Twelve students, three days and four starkly different design concepts. Our first charrette for Perth Design Week was testament to the creativity and ingenuity of an emerging generation of designers, as well as their consideration of Country. 

A collaboration between Architectus, Curtin University’s Perth Urban Research Lab (PURL) and Timberbuilt Australia, the charrette challenged architecture students to design a social node that would bring Perth’s Langley Park area to life. A site visit and an intensive program of presentations gave students the resources to put together innovative responses and outputs, with drop-in experts offering advice and support.  

The four unique concepts all demonstrated a deep understanding of the site, its importance to Traditional Owners, how people have interacted with it over time – and the possibilities for a new future. 

Langley Park is one of the biggest open spaces in the Perth CBD. Historically a chain of wetlands and marshland, it was created by reclaiming land from the adjacent Swan River between 1921 and 1935. It is also part of a series of trails used by the Whadjuk people, a dialectal group of the greater Noongar nation. When moving across Country, the Whadjuk people would follow trails connecting permanent water sources.  

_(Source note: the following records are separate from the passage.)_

PR #870, opened 2019-05-03
more convenient log: add FullPathCaller and TrimPathPrefixCaller

darkdarkfruit:
In real app, we might need a log which records the full path or a path with prefix trimmed.

pros && cons:
Old default caller: might be appropriate, but also might be too succinct;
FullPathCaller: verbose(good for quick debugging and jumping ) but might be too long;
TrimPathPrefixCaller: user controlled file path.

### DIFF
--- a/log/value.go
+++ b/log/value.go
@@ -92,6 +92,35 @@ func Caller(depth int) Valuer {
 	}
 }
 
+// Caller returns a Valuer that returns a file and line from a specified depth
+// in the callstack. Users will probably want to use DefaultFullPathCaller.
+func FullPathCaller(depth int) Valuer {
+	return func() interface{} {
+		_, file, line, _ := runtime.Caller(depth)
+		//idx := strings.LastIndexByte(file, '/')
+		// using idx+1 below handles both of following cases:
+		// idx == -1 because no "/" was found, or
+		// idx >= 0 and we want to start at the character after the found "/".
+		return file + ":" + strconv.Itoa(line)
+	}
+}
+
+// Caller returns a Valuer that returns a file and line from a specified depth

Today, Langley Park remains a vital meeting place for Whadjuk Noongar people and a popular location for public events in the city.

Kaartdijin Noongar, learning from the Traditional Owners

Ellysia Clemente, Tristan Shepherd and Jessica Carlos aimed to inspire people to gather and learn about the history of the location – the site of an historic prohibition line that excluded Whadjuk Nyoongar people from the City of Perth.  

While symbolic of a dark history, the site offers opportunities to learn from the land by strengthening the connection between the Swan River / Derbarl Yerrigan and the former bodies of water lying beneath the reclaimed land.  

For the pavilion, columns curve inwards, forming an elegant, light structure that physically acknowledges the prohibition line. The structure also creates a rhythm, signifying the importance of the river and the changing tides. 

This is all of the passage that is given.